> TASK DIRECTIONS
The records shown below are to be repeated exactly and completely.

━━━ ENTRIES SUPPLIED ━━━

PR #50, opened 2019-04-23
Fix usage of custom registry

garagatyi:
### What does this PR do?
/plugins needs to be added to the default plugin registry only.
This makes broker code compatible with meta downloading that was
previously residing on Che wsmaster side.

Related to https://github.com/eclipse/che/issues/13208


amisevsk:
Thanks @garagatyi, I should have caught this. We should look into more robustly specifying registry URL format down the line, since our current way might be a little fragile.

garagatyi:
Yeah, we should just be able to specify a plain URL to content

PR #56, opened 2019-05-03
[WIP] Use `localhost` in plugin endpoints by default

davidfestal:
### What does this PR do?

Since, in the current Che implementation, **all plugin containers are run on the same POD** as the Theia IDE container, let's change the default behavior of the plugin brokers to **use `localhost` as the IP of side-car plugin endpoints**, instead of using the short service name, which, in some cases, cannot be reached.

https://github.com/eclipse/che/issues/11018

### Has this PR been tested ?

Yes, on Minishift Che Addon with the v2 prod-preview plugin registry, the nightly che-server docker image, and the modified unified plugin broker.

### DIFF
--- a/brokers/theia/sidecar.go
+++ b/brokers/theia/sidecar.go
@@ -31,7 +31,9 @@ func GenerateSidecarTooling(image string, pj model.PackageJSON, rand common.Rand
 	endpoint := generateTheiaSidecarEndpoint(rand)
 	setEndpoint(tooling, endpoint)
 	AddExtension(tooling, pj)
-
+  if cfg.UseLocalhostInPluginUrls {
+		tooling.Endpoints = tooling.Endpoints[1:]
+	}
 	return tooling
 }
 
--- a/cfg/cfg.go
+++ b/cfg/cfg.go
@@ -53,7 +53,8 @@ var (
 	// UseLocalhostInPluginUrls configures the broker to use the `localhost` name
 	// instead of the Kubernetes service name to build Theia or VSCode plugin
 	// endpoint URL
-	UseLocalhostInPluginUrls bool
+	// True by default, at least as long as all the plugin containers are in the same POD
+	UseLocalhostInPluginUrls = true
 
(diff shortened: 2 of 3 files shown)


cfg/cfg.go
```diff
@@ -53,7 +53,8 @@ var (
 	// UseLocalhostInPluginUrls configures the broker to use the `localhost` name
 	// instead of the Kubernetes service name to build Theia or VSCode plugin
 	// endpoint URL
-	UseLocalhostInPluginUrls bool
+	// True by default, at least as long as all the plugin containers are in the same POD
+	UseLocalhostInPluginUrls = true
```
garagatyi: This means that we have no way to disable this mode, but still have a lot of code related to this. Why not add an option to disable/enable it (even though it can be enabled by default) OR remove not needed anymore code?

davidfestal: > This means that we have no way to disable this mode

We can disable it when using the broker as a library still

> Why not add an option to disable/enable it 

I could add an option yes, but that didn't seem that necessary and urgent (since there's no use-case for this in Che presently), compared to doing the simplest and smallest change possible.

> remove not needed anymore code

This code would still be useful if, in the future, we decide to add plugins in distinct pods.

davidfestal:
> Tests are not passing

@garagatyi I'll fix tests as soon as your last PRs are merged, since I expect a number of conflicts to occur.

brokers/theia/sidecar.go
```diff
@@ -31,7 +31,9 @@ func GenerateSidecarTooling(image string, pj model.PackageJSON, rand common.Rand
 	endpoint := generateTheiaSidecarEndpoint(rand)
 	setEndpoint(tooling, endpoint)
 	AddExtension(tooling, pj)
-
+  if cfg.UseLocalhostInPluginUrls {
```
amisevsk: Indentation issue here -- spaces instead of tabs

davidfestal:
A new PR will be opened from another branch after rebasing on the last master.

━━━

> WRITTEN ANSWER
PR #50, opened 2019-04-23
Fix usage of custom registry

garagatyi:
### What does this PR do?
/plugins needs to be added to the default plugin registry only.
This makes broker code compatible with meta downloading that was
previously residing on Che wsmaster side.

Related to https://github.com/eclipse/che/issues/13208


amisevsk:
Thanks @garagatyi, I should have caught this. We should look into more robustly specifying registry URL format down the line, since our current way might be a little fragile.

garagatyi:
Yeah, we should just be able to specify a plain URL to content

PR #56, opened 2019-05-03
[WIP] Use `localhost` in plugin endpoints by default

davidfestal:
### What does this PR do?

Since, in the current Che implementation, **all plugin containers are run on the same POD** as the Theia IDE container, let's change the default behavior of the plugin brokers to **use `localhost` as the IP of side-car plugin endpoints**, instead of using the short service name, which, in some cases, cannot be reached.

https://github.com/eclipse/che/issues/11018

### Has this PR been tested ?

Yes, on Minishift Che Addon with the v2 prod-preview plugin registry, the nightly che-server docker image, and the modified unified plugin broker.

### DIFF
--- a/brokers/theia/sidecar.go
+++ b/brokers/theia/sidecar.go
@@ -31,7 +31,9 @@ func GenerateSidecarTooling(image string, pj model.PackageJSON, rand common.Rand
 	endpoint := generateTheiaSidecarEndpoint(rand)
 	setEndpoint(tooling, endpoint)
 	AddExtension(tooling, pj)
-
+  if cfg.UseLocalhostInPluginUrls {
+		tooling.Endpoints = tooling.Endpoints[1:]
+	}
 	return tooling
 }
 
--- a/cfg/cfg.go
+++ b/cfg/cfg.go
@@ -53,7 +53,8 @@ var (
 	// UseLocalhostInPluginUrls configures the broker to use the `localhost` name
 	// instead of the Kubernetes service name to build Theia or VSCode plugin
 	// endpoint URL
-	UseLocalhostInPluginUrls bool
+	// True by default, at least as long as all the plugin containers are in the same POD
+	UseLocalhostInPluginUrls = true
 
(diff shortened: 2 of 3 files shown)


cfg/cfg.go
```diff
@@ -53,7 +53,8 @@ var (
 	// UseLocalhostInPluginUrls configures the broker to use the `localhost` name
 	// instead of the Kubernetes service name to build Theia or VSCode plugin
 	// endpoint URL
-	UseLocalhostInPluginUrls bool
+	// True by default, at least as long as all the plugin containers are in the same POD
+	UseLocalhostInPluginUrls = true
```
garagatyi: This means that we have no way to disable this mode, but still have a lot of code related to this. Why not add an option to disable/enable it (even though it can be enabled by default) OR remove not needed anymore code?

davidfestal: > This means that we have no way to disable this mode

We can disable it when using the broker as a library still

> Why not add an option to disable/enable it 

I could add an option yes, but that didn't seem that necessary and urgent (since there's no use-case for this in Che presently), compared to doing the simplest and smallest change possible.

> remove not needed anymore code

This code would still be useful if, in the future, we decide to add plugins in distinct pods.

davidfestal:
> Tests are not passing

@garagatyi I'll fix tests as soon as your last PRs are merged, since I expect a number of conflicts to occur.

brokers/theia/sidecar.go
```diff
@@ -31,7 +31,9 @@ func GenerateSidecarTooling(image string, pj model.PackageJSON, rand common.Rand
 	endpoint := generateTheiaSidecarEndpoint(rand)
 	setEndpoint(tooling, endpoint)
 	AddExtension(tooling, pj)
-
+  if cfg.UseLocalhostInPluginUrls {
```
amisevsk: Indentation issue here -- spaces instead of tabs

davidfestal:
A new PR will be opened from another branch after rebasing on the last master.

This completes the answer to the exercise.